Introduction to NoSQL databases

TLDR;

This video explains NoSQL databases, their advantages, disadvantages, and use cases, comparing them with SQL databases. It then dives into the Cassandra architecture, discussing key concepts like data distribution, replication, quorum, and SSTable compaction. The video highlights how NoSQL databases are optimized for specific scenarios like high write volume and scalability, while also pointing out their limitations in consistency and complex relationships.

NoSQL databases are useful for handling large volumes of data with flexible schemas.
Cassandra's architecture ensures high availability and fault tolerance through data replication and distribution.
Understanding quorum and SSTable compaction is crucial for managing consistency and storage efficiency in NoSQL systems.

Intro [0:00]

The video kicks off with a discussion on NoSQL databases, clarifying that while they're powerful, they aren't a one-size-fits-all solution. It's important to know when to use them and when not to. The speakers point out that while NoSQL is great for scaling, many popular applications like YouTube, StackOverflow, Instagram, and WhatsApp don't actually use them.

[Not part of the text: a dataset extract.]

PR #62, opened 2021-04-13
Include idlcxx Generate.cmake file in PackageConfig.cmake.in.

jpace121:
I've been excitedly following the development of cyclonedds-cxx, and have been particularly interested in the development of the non-Java based idl compiler/generators since I have a somewhat irrational bias against Java. I compiled and installed cyclonedds and cyclonedds-cxx on the idlcxx branch to try it out.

NoSQL explanation and comparison [1:08]

The speaker explains the core difference between SQL and NoSQL databases using an example of storing user data. In SQL, complex objects like addresses are stored in separate tables with foreign key mappings. In contrast, NoSQL stores data as a single "blob" in JSON format, with nested objects and no foreign keys. This makes NoSQL efficient for insertions and retrievals since all relevant data is contained in one block. The schema is flexible, allowing for easy changes without expensive column additions. NoSQL databases have horizontal partitioning inbuilt, making them focused on availability and built for scale. They are also built for aggregations, finding metrics and getting intelligent data.

However, NoSQL databases have disadvantages. They don't inherently support many updates, which can lead to data inconsistency. Asset properties are not guaranteed, so you can't have transactions using NoSQL databases. These databases are not read optimized, and read times are comparatively slower. They also don't have implicit information about relations, and joins are hard.

NoSQL databases are best used when the data is a blob, there are few updates, and you want to keep all of them together. They are also useful when you want inherent redundancy or aggregations in the data.

Cassandra Architecture [10:27]

The video transitions into Cassandra's architecture, highlighting a cluster of five nodes where requests are distributed based on a hash of the request key. A good hash function ensures uniform distribution of requests across nodes, maximizing resource utilization. If the initial hash function is poor, a two-layer cluster can be implemented with a different hash function on the second layer to achieve better distribution. Data is replicated across multiple nodes to prevent data loss if a node crashes. The hashing concept allows for easy replication, where copies of data are stored on subsequent nodes. This setup provides load balancing and redundancy, enhancing both read speed and data guarantee.

Quorum [18:00]

The discussion moves to distributed consensus, particularly the concept of quorum. With a replication factor of three, data is copied across multiple nodes. Quorum is a mechanism where multiple nodes agree on a value to return to the user. For example, if a write operation is in progress and a node crashes, the remaining nodes use timestamps to determine the latest data version. A quorum of two out of three nodes is often used, meaning if two nodes agree on a value, that value is considered the truth. While this approach carries a small risk of returning incorrect data, it prioritizes availability over strict consistency.

Compaction of SST tables [21:30]

Finally, the video explains how Cassandra stores and writes data using SSTables (Sorted String Tables). Incoming requests are initially stored in memory as a log file for fast sequential writing. Periodically, this memory is dumped into SSTables, where the keys are sorted. SSTables are immutable, meaning updates create new records. To manage storage usage with duplicate keys, Cassandra uses compaction, merging different SSTables. Compaction is an Order N operation, similar to a merge sort, optimizing for space. Deleted records are marked with tombstones, which are used during read operations to identify and remove dead records.